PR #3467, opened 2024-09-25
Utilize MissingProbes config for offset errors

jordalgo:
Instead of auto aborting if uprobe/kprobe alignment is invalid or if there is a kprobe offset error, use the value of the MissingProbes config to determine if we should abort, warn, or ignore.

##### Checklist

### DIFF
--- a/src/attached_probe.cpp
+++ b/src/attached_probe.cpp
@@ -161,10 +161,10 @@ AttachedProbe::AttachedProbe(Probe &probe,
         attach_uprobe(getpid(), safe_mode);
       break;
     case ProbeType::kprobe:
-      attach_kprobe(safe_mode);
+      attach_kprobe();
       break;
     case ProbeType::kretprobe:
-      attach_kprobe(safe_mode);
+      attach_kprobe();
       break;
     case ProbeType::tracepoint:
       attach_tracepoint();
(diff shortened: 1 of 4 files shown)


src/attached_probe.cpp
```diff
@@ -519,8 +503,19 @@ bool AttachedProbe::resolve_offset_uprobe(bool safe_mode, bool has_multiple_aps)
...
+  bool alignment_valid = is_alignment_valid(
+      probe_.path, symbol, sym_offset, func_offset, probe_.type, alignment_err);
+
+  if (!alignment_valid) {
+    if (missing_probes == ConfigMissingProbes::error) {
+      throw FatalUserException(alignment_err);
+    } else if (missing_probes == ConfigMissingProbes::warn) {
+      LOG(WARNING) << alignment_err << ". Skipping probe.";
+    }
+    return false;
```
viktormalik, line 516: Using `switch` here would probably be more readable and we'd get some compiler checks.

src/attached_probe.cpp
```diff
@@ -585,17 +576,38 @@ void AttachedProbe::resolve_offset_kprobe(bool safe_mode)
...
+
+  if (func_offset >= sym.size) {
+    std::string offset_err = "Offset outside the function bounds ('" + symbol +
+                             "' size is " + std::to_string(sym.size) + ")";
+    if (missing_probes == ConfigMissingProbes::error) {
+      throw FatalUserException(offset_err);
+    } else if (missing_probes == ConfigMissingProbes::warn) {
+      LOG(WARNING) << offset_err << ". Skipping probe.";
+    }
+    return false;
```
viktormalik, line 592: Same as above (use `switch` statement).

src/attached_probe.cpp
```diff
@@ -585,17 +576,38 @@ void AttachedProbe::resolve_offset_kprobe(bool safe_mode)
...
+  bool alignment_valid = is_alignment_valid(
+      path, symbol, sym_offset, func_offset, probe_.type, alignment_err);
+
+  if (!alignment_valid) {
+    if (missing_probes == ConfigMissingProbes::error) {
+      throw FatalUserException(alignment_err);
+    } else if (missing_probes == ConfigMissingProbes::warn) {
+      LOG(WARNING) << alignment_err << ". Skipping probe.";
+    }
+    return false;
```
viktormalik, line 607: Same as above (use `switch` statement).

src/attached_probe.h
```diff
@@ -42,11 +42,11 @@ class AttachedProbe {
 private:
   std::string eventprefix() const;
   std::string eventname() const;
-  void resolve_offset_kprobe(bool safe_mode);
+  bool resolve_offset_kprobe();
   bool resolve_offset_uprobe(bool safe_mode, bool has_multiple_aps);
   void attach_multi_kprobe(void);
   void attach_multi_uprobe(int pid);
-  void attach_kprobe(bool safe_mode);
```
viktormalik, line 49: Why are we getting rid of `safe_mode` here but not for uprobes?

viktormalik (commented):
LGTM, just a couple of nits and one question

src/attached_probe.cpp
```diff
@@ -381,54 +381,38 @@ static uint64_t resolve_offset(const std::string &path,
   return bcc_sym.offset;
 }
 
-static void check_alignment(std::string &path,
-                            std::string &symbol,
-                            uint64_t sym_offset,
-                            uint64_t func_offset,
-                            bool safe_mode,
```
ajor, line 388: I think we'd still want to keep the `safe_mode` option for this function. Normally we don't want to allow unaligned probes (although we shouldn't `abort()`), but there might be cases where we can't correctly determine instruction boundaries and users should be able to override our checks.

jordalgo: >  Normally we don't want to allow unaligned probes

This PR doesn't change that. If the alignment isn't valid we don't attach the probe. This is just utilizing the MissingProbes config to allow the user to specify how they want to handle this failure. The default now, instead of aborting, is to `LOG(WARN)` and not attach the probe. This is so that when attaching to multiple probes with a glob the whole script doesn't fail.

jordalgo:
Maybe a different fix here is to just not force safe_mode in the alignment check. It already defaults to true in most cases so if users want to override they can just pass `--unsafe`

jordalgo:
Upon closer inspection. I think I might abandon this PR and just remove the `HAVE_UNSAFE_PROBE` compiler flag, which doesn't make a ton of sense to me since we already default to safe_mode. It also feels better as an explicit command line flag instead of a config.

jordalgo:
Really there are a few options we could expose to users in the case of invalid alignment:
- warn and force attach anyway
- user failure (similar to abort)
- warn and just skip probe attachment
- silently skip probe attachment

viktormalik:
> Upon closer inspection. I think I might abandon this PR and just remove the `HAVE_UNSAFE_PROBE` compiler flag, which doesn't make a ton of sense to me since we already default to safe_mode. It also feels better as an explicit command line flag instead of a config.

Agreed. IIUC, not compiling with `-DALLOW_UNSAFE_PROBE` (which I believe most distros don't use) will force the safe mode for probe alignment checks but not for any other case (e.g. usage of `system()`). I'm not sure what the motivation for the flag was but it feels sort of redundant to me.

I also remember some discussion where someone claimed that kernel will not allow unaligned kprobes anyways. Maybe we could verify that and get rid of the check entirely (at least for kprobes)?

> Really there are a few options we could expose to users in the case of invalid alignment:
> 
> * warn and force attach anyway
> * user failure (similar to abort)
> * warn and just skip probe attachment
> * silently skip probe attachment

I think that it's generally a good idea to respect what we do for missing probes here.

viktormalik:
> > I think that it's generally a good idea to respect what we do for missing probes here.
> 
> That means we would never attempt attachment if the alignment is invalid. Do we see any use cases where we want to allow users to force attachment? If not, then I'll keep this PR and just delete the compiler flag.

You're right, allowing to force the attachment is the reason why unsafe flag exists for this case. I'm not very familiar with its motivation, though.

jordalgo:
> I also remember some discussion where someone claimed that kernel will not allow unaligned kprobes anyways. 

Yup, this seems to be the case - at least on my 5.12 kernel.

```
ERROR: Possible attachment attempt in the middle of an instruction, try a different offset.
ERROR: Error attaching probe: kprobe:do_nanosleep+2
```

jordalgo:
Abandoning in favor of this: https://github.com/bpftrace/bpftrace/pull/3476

+ + + +

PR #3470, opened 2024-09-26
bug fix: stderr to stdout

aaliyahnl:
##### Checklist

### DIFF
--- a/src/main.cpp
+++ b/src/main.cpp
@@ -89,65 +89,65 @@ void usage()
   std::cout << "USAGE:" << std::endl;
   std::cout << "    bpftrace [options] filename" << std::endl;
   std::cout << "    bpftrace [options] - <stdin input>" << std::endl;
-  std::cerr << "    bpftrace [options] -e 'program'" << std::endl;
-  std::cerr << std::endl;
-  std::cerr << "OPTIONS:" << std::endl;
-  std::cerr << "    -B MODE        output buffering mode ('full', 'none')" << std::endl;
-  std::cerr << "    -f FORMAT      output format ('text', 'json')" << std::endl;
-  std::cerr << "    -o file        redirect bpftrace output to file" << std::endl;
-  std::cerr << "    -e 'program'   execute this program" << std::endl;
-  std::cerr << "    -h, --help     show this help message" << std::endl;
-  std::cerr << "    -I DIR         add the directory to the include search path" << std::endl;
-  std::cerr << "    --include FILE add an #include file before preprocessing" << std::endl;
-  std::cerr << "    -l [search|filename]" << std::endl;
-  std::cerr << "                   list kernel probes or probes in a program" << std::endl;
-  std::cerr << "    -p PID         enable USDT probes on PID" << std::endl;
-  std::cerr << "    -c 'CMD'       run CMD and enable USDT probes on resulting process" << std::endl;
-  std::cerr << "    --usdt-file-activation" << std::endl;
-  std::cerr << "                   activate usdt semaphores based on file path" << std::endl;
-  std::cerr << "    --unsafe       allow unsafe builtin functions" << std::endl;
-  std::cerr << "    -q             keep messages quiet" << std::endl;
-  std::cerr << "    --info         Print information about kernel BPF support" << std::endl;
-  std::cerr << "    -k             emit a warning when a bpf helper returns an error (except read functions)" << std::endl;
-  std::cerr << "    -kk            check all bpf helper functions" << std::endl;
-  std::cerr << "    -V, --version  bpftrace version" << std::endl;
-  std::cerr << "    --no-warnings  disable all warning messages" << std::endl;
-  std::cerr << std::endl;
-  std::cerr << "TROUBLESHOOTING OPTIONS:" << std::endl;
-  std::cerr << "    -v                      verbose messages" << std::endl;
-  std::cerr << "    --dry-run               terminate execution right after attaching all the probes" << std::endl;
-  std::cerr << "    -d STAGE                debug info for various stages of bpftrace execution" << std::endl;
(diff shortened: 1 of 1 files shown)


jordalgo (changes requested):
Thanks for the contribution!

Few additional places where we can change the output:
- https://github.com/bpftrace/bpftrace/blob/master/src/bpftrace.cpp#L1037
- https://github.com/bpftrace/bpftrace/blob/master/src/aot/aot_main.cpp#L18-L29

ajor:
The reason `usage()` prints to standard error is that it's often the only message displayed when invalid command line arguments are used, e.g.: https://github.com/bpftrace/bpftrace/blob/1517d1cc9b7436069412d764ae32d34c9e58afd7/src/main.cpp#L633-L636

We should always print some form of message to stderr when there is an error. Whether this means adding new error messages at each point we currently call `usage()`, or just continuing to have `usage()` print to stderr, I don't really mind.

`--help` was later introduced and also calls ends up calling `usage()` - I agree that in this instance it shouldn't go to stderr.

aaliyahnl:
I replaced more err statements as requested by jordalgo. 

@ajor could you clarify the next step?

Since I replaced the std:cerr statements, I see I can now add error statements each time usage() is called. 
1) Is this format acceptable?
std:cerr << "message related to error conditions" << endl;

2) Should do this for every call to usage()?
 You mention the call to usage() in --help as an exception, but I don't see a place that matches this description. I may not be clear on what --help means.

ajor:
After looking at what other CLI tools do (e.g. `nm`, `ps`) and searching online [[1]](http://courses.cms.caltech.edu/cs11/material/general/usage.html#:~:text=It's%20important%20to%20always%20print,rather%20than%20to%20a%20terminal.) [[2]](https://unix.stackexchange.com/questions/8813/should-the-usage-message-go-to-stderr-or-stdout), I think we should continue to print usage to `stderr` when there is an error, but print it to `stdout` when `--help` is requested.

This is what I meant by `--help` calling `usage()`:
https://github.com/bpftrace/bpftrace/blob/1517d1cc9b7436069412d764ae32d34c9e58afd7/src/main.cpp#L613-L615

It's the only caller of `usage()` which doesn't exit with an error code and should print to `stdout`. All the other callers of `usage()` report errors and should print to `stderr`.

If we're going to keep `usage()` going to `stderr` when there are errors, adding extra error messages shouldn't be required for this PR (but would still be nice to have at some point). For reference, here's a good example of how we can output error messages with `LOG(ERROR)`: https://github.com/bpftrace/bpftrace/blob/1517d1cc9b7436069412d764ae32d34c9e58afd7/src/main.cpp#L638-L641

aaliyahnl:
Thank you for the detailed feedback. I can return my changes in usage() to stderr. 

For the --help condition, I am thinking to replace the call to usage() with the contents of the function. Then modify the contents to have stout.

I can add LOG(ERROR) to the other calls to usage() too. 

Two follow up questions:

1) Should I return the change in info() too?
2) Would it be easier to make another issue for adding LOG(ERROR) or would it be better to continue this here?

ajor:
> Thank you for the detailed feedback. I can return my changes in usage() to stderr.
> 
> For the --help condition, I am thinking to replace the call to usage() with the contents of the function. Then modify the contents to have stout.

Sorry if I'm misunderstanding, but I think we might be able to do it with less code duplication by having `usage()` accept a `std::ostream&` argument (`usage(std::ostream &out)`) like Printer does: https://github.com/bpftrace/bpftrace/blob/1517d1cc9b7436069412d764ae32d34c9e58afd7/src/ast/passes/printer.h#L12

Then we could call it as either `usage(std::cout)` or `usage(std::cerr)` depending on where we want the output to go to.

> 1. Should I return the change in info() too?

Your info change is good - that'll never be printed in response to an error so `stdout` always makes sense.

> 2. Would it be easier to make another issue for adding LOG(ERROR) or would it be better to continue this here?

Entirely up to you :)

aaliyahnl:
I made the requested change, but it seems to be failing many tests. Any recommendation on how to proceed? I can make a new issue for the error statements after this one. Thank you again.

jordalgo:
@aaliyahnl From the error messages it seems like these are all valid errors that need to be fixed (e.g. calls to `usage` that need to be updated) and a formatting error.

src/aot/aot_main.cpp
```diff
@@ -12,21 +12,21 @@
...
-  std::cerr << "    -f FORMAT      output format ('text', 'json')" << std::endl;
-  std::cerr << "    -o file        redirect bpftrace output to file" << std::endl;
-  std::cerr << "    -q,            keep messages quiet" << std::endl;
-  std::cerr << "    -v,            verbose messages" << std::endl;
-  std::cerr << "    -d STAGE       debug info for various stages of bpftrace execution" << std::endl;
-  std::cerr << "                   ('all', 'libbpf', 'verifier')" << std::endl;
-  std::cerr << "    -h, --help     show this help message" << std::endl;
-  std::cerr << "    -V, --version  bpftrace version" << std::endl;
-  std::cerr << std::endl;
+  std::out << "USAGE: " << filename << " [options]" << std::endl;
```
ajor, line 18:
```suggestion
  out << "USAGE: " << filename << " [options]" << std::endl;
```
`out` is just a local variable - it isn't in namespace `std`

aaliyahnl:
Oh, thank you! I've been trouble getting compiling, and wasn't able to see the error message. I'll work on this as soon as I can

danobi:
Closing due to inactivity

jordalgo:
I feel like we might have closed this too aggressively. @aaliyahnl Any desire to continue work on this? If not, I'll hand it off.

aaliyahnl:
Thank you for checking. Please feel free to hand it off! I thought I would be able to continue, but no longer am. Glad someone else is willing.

+ + + +

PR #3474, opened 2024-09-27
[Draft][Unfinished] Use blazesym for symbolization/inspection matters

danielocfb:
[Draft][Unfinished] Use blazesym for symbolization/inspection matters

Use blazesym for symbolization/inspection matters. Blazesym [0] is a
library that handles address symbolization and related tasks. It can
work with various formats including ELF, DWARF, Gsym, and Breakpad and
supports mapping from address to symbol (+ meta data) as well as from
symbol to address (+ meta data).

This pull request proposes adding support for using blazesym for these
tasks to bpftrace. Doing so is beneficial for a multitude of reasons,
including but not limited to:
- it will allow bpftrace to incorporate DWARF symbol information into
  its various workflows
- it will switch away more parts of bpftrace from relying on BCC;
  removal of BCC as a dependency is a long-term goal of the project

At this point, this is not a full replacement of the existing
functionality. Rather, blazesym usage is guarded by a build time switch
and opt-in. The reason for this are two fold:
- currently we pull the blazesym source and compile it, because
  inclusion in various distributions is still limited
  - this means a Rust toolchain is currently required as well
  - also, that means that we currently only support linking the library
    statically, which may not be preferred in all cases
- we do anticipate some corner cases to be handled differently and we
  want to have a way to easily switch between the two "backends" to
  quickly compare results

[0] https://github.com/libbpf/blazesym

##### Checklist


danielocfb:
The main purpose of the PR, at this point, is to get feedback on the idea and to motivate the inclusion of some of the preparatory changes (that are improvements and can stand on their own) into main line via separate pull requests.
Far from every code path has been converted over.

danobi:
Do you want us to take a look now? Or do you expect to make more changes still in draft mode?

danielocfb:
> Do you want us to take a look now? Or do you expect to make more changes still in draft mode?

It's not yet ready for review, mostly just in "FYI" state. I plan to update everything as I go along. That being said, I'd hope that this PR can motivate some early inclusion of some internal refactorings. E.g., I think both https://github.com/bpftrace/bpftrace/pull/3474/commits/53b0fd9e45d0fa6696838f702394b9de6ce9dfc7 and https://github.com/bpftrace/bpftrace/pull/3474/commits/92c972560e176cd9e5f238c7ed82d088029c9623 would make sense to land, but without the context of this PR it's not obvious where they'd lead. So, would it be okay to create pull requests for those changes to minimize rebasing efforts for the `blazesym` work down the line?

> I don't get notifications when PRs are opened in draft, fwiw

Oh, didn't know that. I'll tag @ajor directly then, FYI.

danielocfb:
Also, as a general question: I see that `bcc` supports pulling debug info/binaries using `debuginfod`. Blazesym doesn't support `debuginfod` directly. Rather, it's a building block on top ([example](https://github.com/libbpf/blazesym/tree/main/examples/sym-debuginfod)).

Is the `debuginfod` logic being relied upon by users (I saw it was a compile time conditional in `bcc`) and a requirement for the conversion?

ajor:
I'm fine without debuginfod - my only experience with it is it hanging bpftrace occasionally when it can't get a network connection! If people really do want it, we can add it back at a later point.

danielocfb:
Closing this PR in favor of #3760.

+ + + +

#### To do:
Pull out every line holding "helper" from the records above, and copy it.

#### Expected answer:
-  std::cerr << "    -k             emit a warning when a bpf helper returns an error (except read functions)" << std::endl;
-  std::cerr << "    -kk            check all bpf helper functions" << std::endl;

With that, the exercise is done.